US-Weizenexporteure leiden unter dem starken US-Dollar. Das bestätigt das US-Agrarministerium USDA in seinem Marktbericht „Wasde“ von Dienstagabend. Statt der noch im Oktober geschätzten 23,1 Mio. t, sollen die USA nur noch 21,8 Mio. t Weizen im Wirtschaftsjahr 2015/16 verschiffen. Das wären die geringsten Ausfuhren seit mehr als 40 Jahren, meldet das USDA.

Ansonsten finden sich im November-Wasde nur kleinere Anpassungen. Die globalen Endbestände an Weizen fallen nun 1,2 Mio. t kleiner aus als noch im Oktober geschätzt, umfassen aber immer noch satte 227,3 Mio. t. Die Abwärtskorrektur begründet das USDA mit kleiner als zuvor geschätzten Anfangsbeständen. Die Produktion steigt minimal um 0,2 Mio. t auf 732,9 Mio. t. Der globale Verbrauch an Weizen legt leicht zu um knapp 1 Mio. t, da die Verfütterung zunimmt.

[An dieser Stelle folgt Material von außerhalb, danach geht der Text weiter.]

PR #670, opened 2018-12-17
Add optional maxlength to input fields

leenagupte:
Trello: https://trello.com/c/hGmJ5BfV

## Motivation

Content Publisher allows publishers to add an image credit. The intention is to limit the number of characters publishers can use in the image credit.

Sets a maxlength attribute in a similar way to textarea.

---

Component guide for this PR:
https://govuk-publishing-compon-pr-670.herokuapp.com/component-guide/

### DIFF
--- a/CHANGELOG.md
+++ b/CHANGELOG.md
@@ -10,6 +10,7 @@
 ## Unreleased
 
 - BREAKING: Merge checkbox components (PR #659)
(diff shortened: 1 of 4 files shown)


leenagupte:
@andysellick Good to know that I'm on the right track though!

PR #671, opened 2018-12-18
Fix autocomplete styles

andysellick:
Arrow was not appearing on autocomplete, even though we're using the `showAllValues` option - see [autocomplete examples](https://alphagov.github.io/accessible-autocomplete/examples/).

This change fixes this by increasing the z-index on both the arrow svg and the input, so the arrow is visible but does not overlap the click area of the input.

Fixes this:

screen shot 2018-12-18 at 12 23 51

...to this:

screen shot 2018-12-18 at 12 23 57

---

Component guide for this PR:
https://govuk-publishing-compon-pr-671.herokuapp.com/component-guide/accessible_autocomplete

### DIFF
--- a/CHANGELOG.md
+++ b/CHANGELOG.md
@@ -9,10 +9,12 @@
 
 ## Unreleased
 
-- BREAKING: Merge checkbox components (PR #659)
+* Fix autocomplete styles (PR #671)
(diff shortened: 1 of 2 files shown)


andysellick:
@alex-ju good question. I'll look into it.

PR #2444, opened 2021-11-11
Fix layout glitch seen when scrollbar is permanently visible

### LINKED ISSUE #2430: Bizarre behaviour on super navigation header when switching from tablet to desktop on safari
When on safari and swapping from tablet to desktop views, a bizarre behaviour is exhibited by the super navigation header:

https://user-images.githubusercontent.com/64783893/141271839-791dcc40-7f2e-4d6e-81cc-933544c9cd84.mov

Summary of screen recording:

- When moving from tablet to desktop very slowly, the mobile menu is briefly visible. This occurs approx between 750 and 770 px width
- When the client width increases further, the search button will overflow below the topic and government activity buttons
- The search icon returns to it's original position after another switch but done quickly, so that the mobile menu isn't visible as in the first bullet point

injms:
## What

Fixes #2430 - the layout would become disjointed as width that triggered CSS changes was different to the width that triggered JavaScript changes _only if_ the scrollbar was permanently visible. This was due to the use of `window.innerWidth` which reports the width of the viewport including the width of the scrollbar. Using `document.documentElement.clientWidth` reports the width of the viewport sans any bars.

## Why

Because layout bugs are not good to have.

### Before 

https://user-images.githubusercontent.com/1732331/141364868-c5008dbd-112f-4d65-baed-b7f9a1da83ce.mov

### After

https://user-images.githubusercontent.com/1732331/141364778-3fd75cee-e1b3-4d59-bd35-699a14554127.mov

### DIFF
--- a/CHANGELOG.md
+++ b/CHANGELOG.md
@@ -12,6 +12,7 @@
 * Add an explicit margin zero to the super navigation mobile menu button ([PR #2445](https://github.com/alphagov/govuk_publishing_components/pull/2445))
 * Remove brexit as a topic from the super navigation header ([PR #2446](https://github.com/alphagov/govuk_publishing_components/pull/2446))
 * Update the pseudo underline mixin and it's usage on the super navigation header ([PR #2439](https://github.com/alphagov/govuk_publishing_components/pull/2439))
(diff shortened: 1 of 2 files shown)


owenatgov (approved):
Works like a charm, cheers for fixing this!

Issue #598, opened 2017-05-16
Govspeak Summary is deprecated


alextea:
The [govspeak content guidance](http://govspeak-guide.herokuapp.com/#answer-summaries) says the summary formatting has been deprecated. 

The [related styles](https://github.com/alphagov/static/blob/dade167e53dbc3bdbb55aadd27b05c94ccdd74c5/app/assets/stylesheets/govuk-component/govspeak/_summary.scss) should be removed.

There's also an [issue](https://github.com/alphagov/govspeak/issues/109) to remove the code that creates the markup in the govspeak repo.

owenatgov:
It looks like this has been removed from govspeak and the work is to remove this from the gem. However it'd be useful to crawl the content store and see if the actually summary classes exist anywhere. Besides this, work should be quite simple.

owenatgov:
Following a query to the publishing API, this is stil being used on a number of pages:
- https://gov.uk/government/publications/approval-of-operating-plants-handling-or-processing-meat
- https://gov.uk/government/news/government-launches-information-sharing-partnership-on-cyber-security
- https://gov.uk/government/news/new-initiative-to-drive-down-costs-in-government-back-offices
- https://gov.uk/government/news/new-energy-deal-to-save-84m-from-government-bill
- https://gov.uk/government/news/prime-ministers-message-on-welfare-reform
- https://gov.uk/government/news/general-aviation-red-tape-challenge
- https://gov.uk/government/news/civil-servants-of-the-future-invited-to-apply-to-new-fast-track-apprenticeship-scheme
- https://gov.uk/government/news/more-government-contract-opportunities-published
- https://gov.uk/government/news/top-tips-to-help-small-organisations-win-government-contracts
- https://gov.uk/government/speeches/cyber-security-information-sharing-programme

Most of these are very old, circa 2013, but the most recent one is from this year which is troubling. Looking at these pages, removing the surrounding `div` and the styling so it's just a `p` tag with standard govspeak styling is going to have a minuscule effect on the layout of these pages, essentially a reduction in margin. My temptation is to move ahead with retiring this anyway. Interested in opinions.

owenatgov:
From @alex-ju on my above comment:
>Thanks for looking into these, Owen – now that we know where they’re being used it will make it easier to remove them – agree with you on the govspeak summary, I would move ahead as well

I will therefore go ahead with removing this styling from this repo.

[...]

PR #2447, opened 2021-11-12
Remove summary styling from govspeak

owenatgov:
## What
Removes the styling for the govspeak summary extension as well as the associated docs

## Why
Fixes https://github.com/alphagov/govuk_publishing_components/issues/598

To summarise (🥁 ):

- The summary extension has been retired so we shouldn't include this in the gem
- This styling has no impact on the user in practice compared to if the markup was just presented to the user without the wrapping div

No visual changes


jon-kirwan (approved):
💥 all good (just the CHANGELOG conflict to be resolved here too)

PR #2449, opened 2021-11-15
Don't show Brexit side nav on hub pages

sihugh:
## What

We removed the direct link from hub pages to the checker in https://github.com/alphagov/govuk_publishing_components/pull/2432 but we now want to remove the Brexit sidebar nav completely from these two pages ([businesses](https://www.gov.uk/guidance/brexit-guidance-for-businesses) and [individuals](https://www.gov.uk/guidance/brexit-guidance-for-individuals-and-families)) to stop circular journeys.

We can remove the logic around "brexit_start_page_content_id" because that page hasn't existed for a while.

Die EU-Weizenernte 2015/16 schätzt das USDA mit 157,3 Mio. t jetzt 2 Mio. t höher ein als im Vormonat. Den El-Nino-Effekt in Australien sieht das Ministerium in Washington offenbar gelassener als der USDA-Attaché in Canberra: Dieser hatte vor wenigen Wochen die Weizenproduktion in Australien deutlich herunterkorrigiert auf 24 Mio. t. Das USDA korrigiert seine Prognose am Dienstag nur um 1 Mio. t auf nun 26 Mio. t.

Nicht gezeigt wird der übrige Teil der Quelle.